___ MATERIALS PROVIDED
PR #571, opened 2019-01-09
Update install instructions in README to cover Arch & Mac.

### LINKED ISSUE #504: Improve install instructions in README
- [ ] Mac
- [ ] Linux
  - [ ] Arch (with AUR)
  - [x] Generic linux (`.AppImage` and `.deb`)
- [x] ~~Windows?!~~
- [x] How to install from source

Jikstra:
- [x] Link to arch linux in table of contents isn't working
- [x] Maybe we should do a general troubleshooting for missing dependencies? This is important during building from source but also on appimages/dmg... as sasl or some other can be missing.

Feel free to push against this branch to make this readme nice and shiny :)

 Fixes #504

### DIFF
--- a/README.md
+++ b/README.md
@@ -14,6 +14,12 @@
 <details><summary>Click to expand</summary>
 
 - [Install](#install)
+  - [Linux](#linux)
+    - [AppImage](#appimage)
+    - [Debian/Ubuntu](#debian/ubuntu)
+    - [Arch Linux](#arch linux)
+  - [macOS](#macOS)
+  - [From Source](#from)
 - [Configuration and Databases](#configuration-and-databases)
 - [Troubleshooting](#troubleshooting)
 - [How to Contribute](#how-to-contribute)
@@ -27,7 +33,10 @@ The application can be downloaded from the [`Releases`](https://github.com/delta
 
 ### Linux
 
-For common linux based systems we offer two variants. An `.AppImage` and a `.deb` file.
+#### AppImage
+
+AppImages are a generic way to install software accross most linux distributions
+and systems.
 
 To install a `.AppImage` based release:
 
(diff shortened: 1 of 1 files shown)


README.md
```diff
@@ -14,6 +14,12 @@
 <details><summary>Click to expand</summary>
 
 - [Install](#install)
+  - [Linux](#linux)
+    - [AppImage](#appimage)
+    - [Debian/Ubuntu](#debian/ubuntu)
+    - [Arch Linux](#arch linux)
+  - [macOS](#macOS)
+  - [From Source](#from)
```
ralphtheninja: This is automatically generated by `hallmark` and will be overwritten, currently only supports `##` level

cc @vweevers

README.md
```diff
@@ -27,20 +33,50 @@ The application can be downloaded from the [`Releases`](https://github.com/delta
 
 ### Linux
 
-For common linux based systems we offer two variants. An `.AppImage` and a `.deb` file.
+#### AppImage
+
+AppImages are a generic way to install software accross most linux distributions
+and systems.
```
ralphtheninja: :+1:

README.md
vweevers: If we were to add a `maxDepth` option to hallmark (which is a slippery slope), and you set it to 4 here, then note that headings like [`Code Structure`](https://github.com/deltachat/deltachat-desktop#code-structure) would also be included in the TOC.

What's the reason for wanting these subsections of `Install` in the TOC? Perhaps we can somehow translate that reasoning to code.

vweevers: Alternatively, we could make `hallmark` scan + respect the existing TOC and its depth.

ralphtheninja: > What's the reason for wanting these subsections of `Install` in the TOC?

Maybe it's enough to have `##` sections only.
______
ACTIVITY → For the records above, state how many lines contain "What", and nothing more.

ANSWER AREA → 2